Now let's draw the schematic: A p-channel device is drawn just like an n-channel device, except we put a little "bubble" on the gate to signify that it is a MOSFET of a different color. Although we usually don't do this all the time, we have also shown the substrate connections in this diagram. These connections show that a MOSFET is at least a four-terminal device, not a three-terminal one as people often assume. Since, in a p-channel device, the substrate is n-type, we show the substrate connection as an outward pointing arrow. The p-type substrate for the n-channel device is shown as an inward pointing arrow. The n-channel substrate is connected to ground, and the p-channel substrate is connected to \(V_{\text{dd}}\). Note that since the n-moat is at \(V_{\text{dd}}\) and the p-substrate is at ground, the moat-substrate p-n junction is reverse biased, and so no current should flow between them.

We usually do not label the source and drain either, but we do here, just for completeness. Note that unlike the bipolar transistor, the FET is truly a symmetric device. There is really no way to tell the source from the drain. By convention, we call the element which is connected to the substrate (or moat) the source, and the other the drain. You will sometimes hear the region under the gate (either substrate or moat) referred to as the backbody.

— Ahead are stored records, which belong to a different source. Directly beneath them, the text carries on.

PR #5861, opened 2019-08-08
Fix Sign Up API when non-default facility is selected

### LINKED ISSUE #5860: new accounts are seemingly created in the wrong facility
### Observed behavior

Accounts created in one facility seem to actually get created in another facility.

### Expected behavior

Facility should be correct. Might be related to #5812, so we should address that issue at the same time.

### User-facing consequences

Users cannot log in

### Errors and logs

…

### Steps to reproduce

* Navigate to https://mexico.unwomendemo.learningequality.org
* Select facility 'Nueva York'
* Go to the account creation page
* Re-select facility 'Nueva York' (#5812) and create a test account
* Log out
* Navigate back to https://mexico.unwomendemo.learningequality.org
* Select facility 'Nueva York'
* Try to log in - it doesn't work
* Reload page
* Select facility 'No pertenezco a ningún centro'
* Try to log in - it works

### Context

0.12.7

jonboiser:
### Summary

1. Fixes `SignUpViewset` to not ignore a non-default facility ID that's passed in
1. Make existing test for this case stronger, and refactor

**3: remove facility dropdown from Sign Up Page**

Picking a Facility is mandatory when landing on Sign Up / In page in a multiple facility server. (Cancel button is removed, and keyboard ESC doesn't work). Pop-up will show if user goes directly to Sign Up Page, does not if they get there via Sign In Page

Screen Shot 2019-08-08 at 2 33 45 PM

When facility is chosen, it is displayed as text

Screen Shot 2019-08-08 at 2 38 17 PM

### Reviewer guidance

1. You can create a multi-facility server by going to `/api/auth/facility` and creating a new facility. The SignIn/Up flow will now reflect #5860 better
1. Create Learner accounts for the different facilities. Check that the two users are indeed in different facilities with the admin accounts, or other means

### References

Fixes #5860 	
…

----

### Contributor Checklist

PR process:

Testing:

### Reviewer Checklist

- PR is fully functional
- Documentation is updated


kolibri/core/auth/test/test_api.py
```diff
@@ -612,72 +611,69 @@ def setUp(self):
...
+            {
+                "username": "bob",
+                "password": DUMMY_PASSWORD,
+                "facility": other_facility.id,
+            }
+        )
         self.assertEqual(response.status_code, status.HTTP_201_CREATED)
-        self.assertEqual(len(models.FacilityUser.objects.all()), 2)
+        self.assertEqual(
+            len(models.FacilityUser.objects.filter(facility=self.facility.id)), 1
```
ralphiee22: minor, but instead of `len` can do `models.FacilityUser.objects.filter(facility=self.facility.id).count()` here.

kolibri/plugins/user/assets/src/views/SignInPage/FacilityModal.vue
```diff
@@ -3,9 +3,7 @@
   <KModal
     :title="$tr('facilitySelectionModalHeader')"
     :submitText="$tr('submitFacilitySelectionButtonPrompt')"
-    :cancelText="$tr('close')"
```
ralphiee22, line 6: don't need the translated string below

kolibri/core/auth/test/test_api.py
ralphiee22: also should have a separate test case just indicating its testing passing in the `facility` param in the request

ralphiee22 (approved):
Minor notes, but tested change works as expected 👍

kolibri/plugins/user/assets/src/views/SignInPage/FacilityModal.vue
jonboiser: It’s being used somewhere else via cross component translator. This should be cleaned up on develop though

kolibri/core/auth/test/test_api.py
jonboiser: What do you mean? Just post one new user with a non-default facility?

ralphiee22: yes, and just put it in its own test, like `test_create_user_with_facility_param`.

Now let's see how this circuit works. If \(V_{\text{in}}\) is high (at or near \(V_{\text{dd}}\)) the NMOS transistor will be turned on. The voltage between the gate and substrate of the p-channel device is at or near zero. The gate is at \(V_{\text{dd}}\) and so is the moat! Hence the upper transistor will be turned off. The output will thus be low.

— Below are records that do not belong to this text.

PR #5835, opened 2019-07-30
Remove any Kolibri python dependency for building frontend assets

rtibbles:
### Summary
* Previous work has tried to make frontend asset building an exportable, independent library that can be seamlessly imported into external plugin projects without significant overhead.
* This has so far failed, still requiring the `kolibri` package to be pip installed, and even then that not really working most of the time.
* This PR resolves this by removing any dependency on `kolibri` itself when doing frontend asset building.
* It mostly achieves this by putting all build configuration into `webpack.config.js` inside the plugin folder.
* While most of the build time configuration is now stored in Javascript, getting the version of the plugin to use at build time, the file system path for the Python module path specified plugin, and the correct path for locale files is still most easily calculated using Python, so there is still some Python code doing work here.
* This also requires that the plugin (or Kolibri) is locally available for import, in order to infer version information - would like feedback on this approach.
* The WebpackBundleHook now just needs the `unique_slug` which is in common between the Python code and the `webpack.config.js`
* As further cleanup, this PR removes all of the unnecessary boilerplate, and defaults to using the `webpack_asset` template tag to load a specific SPA's main module into its page. We should add the sync hooks/async hooks back in as they are needed and to the extent that we want SPAs to be pluggable.
* Also updates a few kolibri-tools dependencies and makes vue-template-compiler a hard dependency again (but with a more flexible version requirement).

### Reviewer guidance
Does it build?
Does it build right?

----

### Contributor Checklist

PR process:

- [x] PR has the correct target branch and milestone
- [x] PR has 'needs review' or 'work-in-progress' label
- [x] If PR is ready for review, a reviewer has been added. (Don't use 'Assignees')
- [ ] If this is an important user-facing change, PR or related issue has a 'changelog' label
- [ ] If this includes an internal dependency change, a link to the diff is provided

Testing:

- [x] Contributor has fully tested the PR manually
- [ ] If there are any front-end changes, before/after screenshots are included
- [ ] Critical user journeys are covered by Gherkin stories
- [ ] Critical and brittle code paths are covered by unit tests

### Reviewer Checklist

- Automated test coverage is satisfactory
- PR is fully functional
- PR has been tested for [accessibility regressions](http://kolibri-dev.readthedocs.io/en/develop/manual_testing.html#accessibility-a11y-testing)
- External dependency files were updated if necessary (`yarn` and `pip`)
- Documentation is updated
- Contributor is in AUTHORS.md

PR #5864, opened 2019-08-10
Independent build

indirectlylit:
### Summary

migrated from #5835 because I accidentally closed that one and can't reopen

* Previous work has tried to make frontend asset building an exportable, independent library that can be seamlessly imported into external plugin projects without significant overhead.
* This has so far failed, still requiring the `kolibri` package to be pip installed, and even then that not really working most of the time.
* This PR resolves this by removing any dependency on `kolibri` itself when doing frontend asset building.
* It mostly achieves this by putting all build configuration into `webpack.config.js` inside the plugin folder.
* While most of the build time configuration is now stored in Javascript, getting the version of the plugin to use at build time, the file system path for the Python module path specified plugin, and the correct path for locale files is still most easily calculated using Python, so there is still some Python code doing work here.
* This also requires that the plugin (or Kolibri) is locally available for import, in order to infer version information - would like feedback on this approach.
* The WebpackBundleHook now just needs the `unique_slug` which is in common between the Python code and the `webpack.config.js`
* As further cleanup, this PR removes all of the unnecessary boilerplate, and defaults to using the `webpack_asset` template tag to load a specific SPA's main module into its page. We should add the sync hooks/async hooks back in as they are needed and to the extent that we want SPAs to be pluggable.
* Also updates a few kolibri-tools dependencies and makes vue-template-compiler a hard dependency again (but with a more flexible version requirement).

### Reviewer guidance
Does it build?
Does it build right?

----

### Contributor Checklist

PR process:

Testing:

### Reviewer Checklist

- PR is fully functional
- Documentation is updated


indirectlylit (commented):
to avoid abusing the webpack config schema, let's maybe rename the files to something like “pluginBuildConfig.js” and make the structure something like:

```js
module.exports = [
  {
    unique_plugin_id: 'default_frontend',
    webpack_config: {
      entry: './assets/src/core-app',
      output: {
        library: kolibriName,
      },      
    }
  },
  {
    unique_plugin_id: 'user_agent',
    webpack_config: {
      entry: './assets/src/userAgentCheck.js',
    }
  },
];
```


(Side note, I've always found the term 'slug' to be a bit jargony. if possible, would love to just call it an "id")

The other item was handling `__pycache__`, empty dirs, etc and testing on a few versions of python due to package enumeration weirdness.

other than that, this looks awesome! love all the deleted files. great job

rtibbles (approved):

indirectlylit:
sweet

If the input voltage is at or near ground (a "low") then the n-channel device is turned off. The voltage between the gate and substrate of the p-channel device is now \(\simeq \left( -V_{\text{dd}} \right)\). (The gate is \(\simeq 0\) and the substrate is at \(V_{\text{dd}}\).) If the PMOS transistor has a threshold voltage \(V_{t}\) of, say, \(-2 \mathrm{~V}\), then it will be turned on and the output will be high. Note however, that in either state, high or low, there is no static current flowing through the inverter.

The transfer characteristics for this circuit are a little more complicated. First, let's make sure we have our voltages and currents defined. From Figure \(\PageIndex{6}\), the n-channel gate-source voltage, \(V_{\text{gs-}n}\), is just \(V_{\text{in}}\). The gate-source voltage for the p-channel device, \(V_{\text{gs-}p}\), is \(V_{\text{in}} - V_{\text{dd}\); \(V_{\text{ds-}p}\), the drain-source voltage for the p-channel transistor can be written as \(V_{\text{ds-}n} - V_{\text{dd}}\). For current, \(I_{d \text{-} n} = I_{d \text{-} p} = I_{d}\). As seen in Figure \(\PageIndex{7}\), we have two sets of characteristic curves. Note that since \(V_{\text{gs-}p} = V_{\text{in}} - V_{\text{dd}}\), when \(V_{\text{in}} = 0 \mathrm{~V}\), \(V_{\text{gs-}p} = -5 \mathrm{~V}\) and so the transistor is strongly turned on.

We have a number of different "load lines" in this case, because for each \(V_{\text{in}}\) we have a different curve for both the n- and p-channel transistors. This is shown in Figure \(\PageIndex{8}\). The black spots show the point of intersection. Follow a few of the curves along to see if you agree with where the spots have been placed. We have also added a pair of dotted curves for \(V_{\text{in}} = 2.5 \mathrm{~V}\) so we can get the "turn-over" point. Projecting the location of the black dots to the \(V_{\text{ds-}n}\) (or \(V_{\text{out}}\)) axis will gives us a value for \(V_{\text{out}}\) for each of the input voltages, \(V_{\text{in}}\). The resulting curve is shown in Figure \(\PageIndex{9}\). This gives us a good "feel" for how the inverter works, and how the output varies with the input. Note that this transfer curve is quite symmetric about 2.5 volts, and goes all the way from +5 to 0 volts on the output.